- Problem statement -
Go over the data below line by line, and state how many lines contain the string "approved". Give the number only.

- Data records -
"""
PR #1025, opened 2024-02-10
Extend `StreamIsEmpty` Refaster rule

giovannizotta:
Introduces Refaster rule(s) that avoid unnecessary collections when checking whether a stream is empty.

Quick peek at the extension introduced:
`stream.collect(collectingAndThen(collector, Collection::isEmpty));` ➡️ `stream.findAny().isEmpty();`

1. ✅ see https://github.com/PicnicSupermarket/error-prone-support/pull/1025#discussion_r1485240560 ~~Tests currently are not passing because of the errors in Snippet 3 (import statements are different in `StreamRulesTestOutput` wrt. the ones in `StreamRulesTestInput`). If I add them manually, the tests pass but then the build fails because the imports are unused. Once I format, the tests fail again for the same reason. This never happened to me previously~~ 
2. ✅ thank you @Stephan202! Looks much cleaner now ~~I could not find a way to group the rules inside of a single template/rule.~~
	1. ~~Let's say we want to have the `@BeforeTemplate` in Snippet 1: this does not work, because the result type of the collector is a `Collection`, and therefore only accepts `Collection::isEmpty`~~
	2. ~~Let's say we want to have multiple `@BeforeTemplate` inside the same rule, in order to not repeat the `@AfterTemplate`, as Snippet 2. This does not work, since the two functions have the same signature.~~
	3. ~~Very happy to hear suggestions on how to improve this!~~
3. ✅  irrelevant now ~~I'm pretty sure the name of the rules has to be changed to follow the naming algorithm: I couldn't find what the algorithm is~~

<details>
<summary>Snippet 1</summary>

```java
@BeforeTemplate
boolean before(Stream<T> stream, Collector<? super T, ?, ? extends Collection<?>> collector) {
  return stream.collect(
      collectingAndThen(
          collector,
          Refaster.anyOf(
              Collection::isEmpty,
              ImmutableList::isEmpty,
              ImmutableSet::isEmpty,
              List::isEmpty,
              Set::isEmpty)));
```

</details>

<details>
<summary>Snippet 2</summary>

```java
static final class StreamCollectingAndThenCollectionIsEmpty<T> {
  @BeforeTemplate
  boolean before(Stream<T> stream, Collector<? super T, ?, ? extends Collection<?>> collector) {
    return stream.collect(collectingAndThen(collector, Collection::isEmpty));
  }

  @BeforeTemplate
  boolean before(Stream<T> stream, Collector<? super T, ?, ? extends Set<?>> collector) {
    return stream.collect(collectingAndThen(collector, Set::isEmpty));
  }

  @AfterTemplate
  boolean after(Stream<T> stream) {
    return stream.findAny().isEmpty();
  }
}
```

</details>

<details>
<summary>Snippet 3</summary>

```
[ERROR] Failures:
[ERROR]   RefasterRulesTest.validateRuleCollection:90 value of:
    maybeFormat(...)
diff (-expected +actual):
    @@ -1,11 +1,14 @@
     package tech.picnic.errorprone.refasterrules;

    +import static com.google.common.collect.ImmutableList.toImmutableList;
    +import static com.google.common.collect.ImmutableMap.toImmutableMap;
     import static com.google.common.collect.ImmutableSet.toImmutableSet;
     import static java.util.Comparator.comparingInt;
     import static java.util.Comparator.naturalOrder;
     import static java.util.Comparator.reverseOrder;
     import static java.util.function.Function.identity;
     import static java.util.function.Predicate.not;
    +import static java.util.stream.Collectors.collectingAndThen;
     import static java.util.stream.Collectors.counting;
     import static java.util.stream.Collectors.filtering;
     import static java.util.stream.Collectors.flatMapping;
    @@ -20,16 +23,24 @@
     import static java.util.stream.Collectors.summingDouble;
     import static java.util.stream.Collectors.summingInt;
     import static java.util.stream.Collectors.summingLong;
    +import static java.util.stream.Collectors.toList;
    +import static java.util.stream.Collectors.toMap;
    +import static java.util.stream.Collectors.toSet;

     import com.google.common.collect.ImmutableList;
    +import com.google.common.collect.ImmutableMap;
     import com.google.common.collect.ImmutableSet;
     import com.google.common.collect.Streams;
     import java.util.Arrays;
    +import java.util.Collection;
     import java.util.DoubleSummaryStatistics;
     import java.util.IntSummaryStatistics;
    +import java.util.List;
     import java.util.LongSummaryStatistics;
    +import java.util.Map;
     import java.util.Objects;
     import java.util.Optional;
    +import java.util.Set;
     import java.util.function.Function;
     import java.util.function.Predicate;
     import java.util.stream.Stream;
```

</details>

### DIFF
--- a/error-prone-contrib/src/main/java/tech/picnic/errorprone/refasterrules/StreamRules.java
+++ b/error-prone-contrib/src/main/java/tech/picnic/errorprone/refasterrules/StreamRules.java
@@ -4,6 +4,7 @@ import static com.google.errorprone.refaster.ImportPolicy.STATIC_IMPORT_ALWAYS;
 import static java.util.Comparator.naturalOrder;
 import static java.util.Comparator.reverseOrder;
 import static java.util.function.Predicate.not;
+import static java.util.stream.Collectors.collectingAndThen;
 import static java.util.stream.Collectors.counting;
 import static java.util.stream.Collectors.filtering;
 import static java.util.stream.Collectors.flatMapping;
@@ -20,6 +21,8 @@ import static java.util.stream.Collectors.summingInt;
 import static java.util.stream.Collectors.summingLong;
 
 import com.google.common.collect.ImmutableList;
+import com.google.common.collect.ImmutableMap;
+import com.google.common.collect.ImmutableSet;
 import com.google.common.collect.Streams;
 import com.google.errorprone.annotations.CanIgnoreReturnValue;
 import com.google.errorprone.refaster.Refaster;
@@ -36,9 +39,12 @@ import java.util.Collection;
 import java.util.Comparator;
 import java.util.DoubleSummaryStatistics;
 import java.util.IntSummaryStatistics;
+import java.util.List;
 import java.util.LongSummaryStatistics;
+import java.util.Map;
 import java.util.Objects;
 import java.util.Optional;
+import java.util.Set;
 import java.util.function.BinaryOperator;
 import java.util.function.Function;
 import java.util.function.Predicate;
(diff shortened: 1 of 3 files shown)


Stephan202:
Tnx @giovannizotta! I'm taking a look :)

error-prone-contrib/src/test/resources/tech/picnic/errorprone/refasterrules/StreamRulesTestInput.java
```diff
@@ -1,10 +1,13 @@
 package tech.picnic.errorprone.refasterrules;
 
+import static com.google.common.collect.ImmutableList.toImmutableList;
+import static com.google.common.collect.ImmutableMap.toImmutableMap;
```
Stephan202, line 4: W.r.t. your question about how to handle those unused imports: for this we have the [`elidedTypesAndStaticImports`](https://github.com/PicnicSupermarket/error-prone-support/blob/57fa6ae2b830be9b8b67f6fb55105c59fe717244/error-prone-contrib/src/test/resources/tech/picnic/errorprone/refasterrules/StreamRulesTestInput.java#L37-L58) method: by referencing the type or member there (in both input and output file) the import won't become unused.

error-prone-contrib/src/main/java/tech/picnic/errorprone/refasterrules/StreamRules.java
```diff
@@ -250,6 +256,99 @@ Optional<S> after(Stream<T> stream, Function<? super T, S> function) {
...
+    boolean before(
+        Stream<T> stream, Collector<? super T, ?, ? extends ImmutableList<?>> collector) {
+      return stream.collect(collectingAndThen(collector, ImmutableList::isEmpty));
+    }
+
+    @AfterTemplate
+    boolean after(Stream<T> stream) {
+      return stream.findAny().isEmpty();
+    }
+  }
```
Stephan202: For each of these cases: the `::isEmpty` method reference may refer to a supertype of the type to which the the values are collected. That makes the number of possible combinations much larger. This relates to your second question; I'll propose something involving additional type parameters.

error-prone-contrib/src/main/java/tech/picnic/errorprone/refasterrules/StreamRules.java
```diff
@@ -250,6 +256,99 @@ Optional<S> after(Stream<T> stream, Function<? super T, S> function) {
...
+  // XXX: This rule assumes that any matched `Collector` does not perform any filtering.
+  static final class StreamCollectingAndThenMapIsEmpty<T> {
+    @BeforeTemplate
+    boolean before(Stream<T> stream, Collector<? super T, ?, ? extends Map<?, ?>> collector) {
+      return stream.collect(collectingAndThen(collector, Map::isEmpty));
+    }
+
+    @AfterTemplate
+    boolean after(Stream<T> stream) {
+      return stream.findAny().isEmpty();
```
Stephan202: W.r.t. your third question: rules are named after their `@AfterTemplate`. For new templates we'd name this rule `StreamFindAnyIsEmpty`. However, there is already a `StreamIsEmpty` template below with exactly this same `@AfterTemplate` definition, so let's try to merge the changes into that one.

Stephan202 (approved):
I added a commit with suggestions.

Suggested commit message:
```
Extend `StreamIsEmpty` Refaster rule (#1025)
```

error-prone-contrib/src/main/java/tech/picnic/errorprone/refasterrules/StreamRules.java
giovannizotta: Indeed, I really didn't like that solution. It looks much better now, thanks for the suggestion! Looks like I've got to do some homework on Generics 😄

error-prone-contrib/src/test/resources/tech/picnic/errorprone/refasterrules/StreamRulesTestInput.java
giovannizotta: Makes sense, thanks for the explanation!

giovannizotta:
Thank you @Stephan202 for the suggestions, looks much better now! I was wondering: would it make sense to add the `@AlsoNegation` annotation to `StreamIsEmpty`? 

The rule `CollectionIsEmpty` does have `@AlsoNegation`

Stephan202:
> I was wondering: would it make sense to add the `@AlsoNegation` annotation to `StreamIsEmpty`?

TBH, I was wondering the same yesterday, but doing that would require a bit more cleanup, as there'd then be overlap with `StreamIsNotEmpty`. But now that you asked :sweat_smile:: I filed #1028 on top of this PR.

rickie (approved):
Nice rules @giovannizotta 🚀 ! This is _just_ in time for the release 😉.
"""
"""
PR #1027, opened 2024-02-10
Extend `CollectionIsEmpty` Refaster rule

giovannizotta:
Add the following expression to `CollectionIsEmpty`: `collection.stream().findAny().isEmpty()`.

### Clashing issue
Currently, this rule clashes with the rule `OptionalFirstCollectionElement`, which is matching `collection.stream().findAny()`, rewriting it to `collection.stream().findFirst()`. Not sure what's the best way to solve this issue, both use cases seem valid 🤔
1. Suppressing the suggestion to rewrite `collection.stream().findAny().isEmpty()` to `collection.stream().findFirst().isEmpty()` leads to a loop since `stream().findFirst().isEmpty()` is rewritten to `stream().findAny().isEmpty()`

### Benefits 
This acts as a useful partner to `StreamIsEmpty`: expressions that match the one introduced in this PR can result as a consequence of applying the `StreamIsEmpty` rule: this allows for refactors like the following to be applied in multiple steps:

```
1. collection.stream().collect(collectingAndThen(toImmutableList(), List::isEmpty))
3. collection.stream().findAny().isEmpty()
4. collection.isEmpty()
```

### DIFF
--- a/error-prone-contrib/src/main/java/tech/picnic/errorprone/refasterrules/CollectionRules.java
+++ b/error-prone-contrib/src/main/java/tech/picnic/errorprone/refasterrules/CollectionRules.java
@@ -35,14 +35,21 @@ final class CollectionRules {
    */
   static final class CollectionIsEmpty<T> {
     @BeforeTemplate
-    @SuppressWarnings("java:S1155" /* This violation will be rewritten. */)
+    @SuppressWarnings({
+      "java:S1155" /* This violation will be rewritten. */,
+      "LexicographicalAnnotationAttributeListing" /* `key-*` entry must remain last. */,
"""
- Answer to this exercise -
2